Items from a data source
----------------

PR #54, opened 2026-05-20
v3: 3c.3 — classic wp-admin menu bridge

dabowman:
## Summary

- Phase 3c.3 of `docs/v3/roadmap.md`. New `WP_Admin_Shell_Classic_Menu_Bridge` PHP class walks `\$GLOBALS['menu']` + `\$GLOBALS['submenu']` and synthesizes v3 admin.json entries (`screens[ingested-<slug>]` + `menu.ingested.items[<id>]`) for third-party plugin menu registrations.
- Core wp-admin entries skipped via a static slug list (`index.php`, `edit.php`, `upload.php`, etc.) — the shell already provides v3 screens for them.
- `wp_admin_shell_classic_menu_core_slugs` filter expands the skip list for sites/plugins that want the shell to cover additional slugs natively.
- Mirrors the 3c.1 dashboard-widgets pattern: cascade contribution at `wp_admin_shell_data_plugin` priority 6, idempotency guard against double-apply, derive_entry_id namespace-safe.
- Bridge contributes a `classic_menu_bridge` signal to `wp_admin_shell_cache_signals` so plugin (de)activation between requests picks a different cache bucket.

## What changed

| Layer | Files |
|---|---|
| PHP bridge | `includes/cascade/class-wp-admin-shell-classic-menu-bridge.php` (new, 480 lines) — `scan()`, `is_core_slug()`, `derive_path()`, `derive_screen_id()`, `map_icon()`. Cascade hook at file load. |
| Bootstrap | `wp-admin-shell.php` — `require_once` added after menu-items + admin-routes shims |
| Tests | `tests/php/run-classic-menu-bridge-tests.php` (new, **63 assertions**) — covers core-skip, third-party ingest, submenu nesting under plugin parent + under core parent, icon mapping (dashicons + data-URI + empty fallback), capability propagation, slug→path derivation, id collision with v3 screens, admin.json override precedence, filter-based core-slug expansion, idempotency under double-apply, empty `\$GLOBALS['menu']`, container creation + preservation, label `<span>` stripping. |
| Docs | `docs/v3/roadmap.md` 3c.3 marked ✅ Shipped; `docs/wp-admin-shell-design-spec.md` §13 entry #13 added (classic menu bridge); old #13 → #14 |

## Design decisions

1. **Static core-slug list + filter expansion.** Survey alternative was reflection over registered callback file paths — slower + brittle. Static list with `wp_admin_shell_classic_menu_core_slugs` filter is simpler + extensible.
2. **Eager scan at filter time** (not lazy). The filter runs only when the cascade resolver builds a config for the shell page — already the right gating point. No need to defer to first-mount.
3. **Default container hardcoded `menu.ingested.items`** with "Plugins" label fallback. Admin.json can override the container label at any cascade origin; the bridge only writes to `items`, never clobbers `label`.
4. **App id = `iframe:<original-slug>`** verbatim. Schema's `namespacedId` regex accepts query-stringed slugs (`iframe:edit.php?post_type=product`).
5. **Synthesized container screens are `hidden: true`** — they have no `path`/`app`, just a menu placement; `hidden: true` prevents resolver orphan-screen warnings.
6. **Label `<span class='update-plugins count-N'>...</span>` stripped** — wp-admin emits update-count bubbles inline; bridge cleans them before storing.
7. **`reset()` is a no-op** (documented). Bridge holds no static state; method kept for API symmetry with other registries so test harnesses can reset uniformly.

## Test plan

- [x] `npm run test:schema` PASS 101 / FAIL 0
- [x] `npm run test:runtime` PASS (full suite, last block 27/27)
- [x] `npm run test:engines` PASS 77
- [x] `npm run test:parity` PASS 4
- [x] `npm run lint:js` / `lint:ts` clean
- [x] `npm run build` clean
- [x] PHP `run-classic-menu-bridge-tests.php`: PASS 63
- [x] All regression PHP suites green (menu-route-shims 70, dashboard-widgets 56, cascade 39, shape 126, data-view 98, v3-compiler 53, etc.)
- [ ] **Browser smoke deferred** — purely server-side feature; output flows through tested cascade pipeline (`screens[]` + `menu.<id>.items` shapes the runtime React tree already consumes). The `iframe:<slug>` app id is what `wp-admin-default-v3.json` already ships for ~a dozen legacy wp-admin pages.

## After merge

Phase 3c queue close to wrap:
- **3c.4** Multi-app layout algorithm (~4-6 hours per survey — smaller than roadmap's 1-2 day estimate; compiler-change-only + slot templates already exist).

----------------

◆ **Task brief**:
Nothing but lines that contain "added" should appear in the answer. Copy each from the records.

◆ **Answer box**:
| Bootstrap | `wp-admin-shell.php` — `require_once` added after menu-items + admin-routes shims |
| Docs | `docs/v3/roadmap.md` 3c.3 marked ✅ Shipped; `docs/wp-admin-shell-design-spec.md` §13 entry #13 added (classic menu bridge); old #13 → #14 |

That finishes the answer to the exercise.